《The Wisdom of the Sands Vol. 2》

沙的智慧 第二卷

Gagan譯

第五章 聽任心

 

  第一個問題:

  我曾經多麼盲目!我錯過了很多指示牌,現在我感到懷疑關於那些寫下這些牌子的人。這些日子以來,我透過別人的話語和問『他們在哪裡?』,

  發現了很多關於真實的實體存在的痕跡,特別是一些英國詩人,莎士比亞和巴布狄倫。他們意識到他們在說什麼嗎?他們有意識地分享他們的瞥見嗎?(艾略特、路易斯·卡羅)

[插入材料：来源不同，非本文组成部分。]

PR #792, opened 2017-01-24
Rake task for republishing manuals

alecgibson:
This Rake task will be required to republish all manuals, so that they are re-indexed in Rummager with a populated `content_store_document_type` field.

Trello: https://trello.com/c/M1cXENeB/341-add-content-store-document-type-to-all-guidance-content-in-rummager?menu=filter&filter=@alec_gibson

### DIFF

  普拉迪帕,這是一個複雜的問題。在你能對它明白之前,一些東西將必須被瞭解。

  神秘家活在另一個實體裡,分離的實體。他就居住在那裡,詩人只有瞥見。只是有時門開了,他才看到某個東西,然後門就關上。他對正在發生的東西一無所知,他自己無法弄清楚。它保持是神秘的。他沒有關於它從哪裡來,為什麼它來的解釋;它全都來自上天。詩人被它所佔有,在某些時刻,他被完全附身;在那些片刻裡,他開始說出他以後無法解釋的東西。

  據說曾經有一個人來問一位大詩人,二十年前寫過的某一首詩的涵義。詩人說:「為時已晚。當我寫完它時,有兩個人知道它的涵義。現在,只有一個人知道。」那人說:「那麼那個人一定是你。」詩人說:「我不是那個人。當我寫這首詩時,或者更確切地說,當這首詩被我寫時,或者這首詩本身透過我寫時,神知道涵義,我知道涵義。現在我不知道,只有天知道。」

  詩人不是在靜心的狀態裡,他不是在覺知裡。他易受未知的影響。他對未知有某些敞開,未知穿透他,攪動他的心,迴響在他的存在裡,有時變成一首歌、一幅畫或一支舞蹈,但詩人完全不知道它是從哪裡來,它在發生什麼事。它就像閃電出現,然後消失。他必須寫它,他有責任寫它。除非他寫出它,否則它存留在裡面。它繼續錘擊他。詩人寫出它,因為如果他不寫,它會變得太沉重。他透過寫出來減輕他自己的負擔。詩是一種情感的宣洩。一旦他寫出了持續在那裡要求關注的一些東西,詩人就會感覺很好。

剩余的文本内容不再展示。